W2's official mission was to map and catalog the star systems she visited, others could later choose which systems and planets deserved a further investment of resources. Unofficially, W2's mission was to search for any kind of life form. Humanity's previous baby steps into nearby space had turned up no life. Zip, zilch, nada. Everyone involved with the project understood that the official mission of mapping and cataloging was just a front, though a necessary one. If the W2's primary mission had been billed as a search for life forms and none were found, she would be labeled humanity's largest waste of resources since the Great Pyramids.
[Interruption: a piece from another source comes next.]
PR #168, opened 2015-05-15
Chunked response errors should fail plugin execution

timkral:
This is a pull request to fix this issue: https://github.com/rhuss/docker-maven-plugin/issues/167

She was huge: a kilometer in length and one-fourth of a kilometer in diameter. She housed a crew of 15,000 men and women. Why so many? It was simply due to paranoia. This being our first real voyage into the galaxy (with all due respect to the first few ships which were little more than row boats) many on Earth were afraid we would come across an advanced alien race who would follow us home and reduce the planet to dust, or enslave the population and live like parasites on our thought waves, or any of a thousand other worst case scenarios conjured up by frightened individuals. So it was decided that if we were determined to explore, we might as well go armed. W2 carried thirteen thousand armed to the teeth, tough as nails, disciplined, clean-shaven warriors. It's a wonder all that testosterone didn't eat a hole through her hull.
W2 did not travel faster than light nor did she have to. Fusion power sources were used to help create an artificial black hole, warping space just enough so she could take a short cut from point A to point B. Artificial black holes had been created in laboratories for decades and had even made objects transit from one location to another, but nobody knew where the objects wound up, just that they were no longer "here".
Nobody knew where the objects wound up, until Fred that is. Fred showed us how to toss matter into the warped space surrounding an artificially created black hole and have it appear exactly where we wanted it to appear.
Fred was a self-programming quantum computer. Fred's root program allowed him to input specifications, such as a request for the most efficient shape of a butterfly's wing if the atmosphere were eight times as dense as Earth's, and then write a program producing the best design. Fred first wrote ten or so randomly varied programs based on common principles, then tested those designs for best results. Next, he would choose the program which produced the best result and randomly alter it ten different ways, testing and choosing the best result of those. Fred would then write more programs improving the design until he was satisfied he had achieved the best possible result.
Such a challenge would take a conventional computer an impossible amount of time to complete, but Fred spat out the answer instantaneously.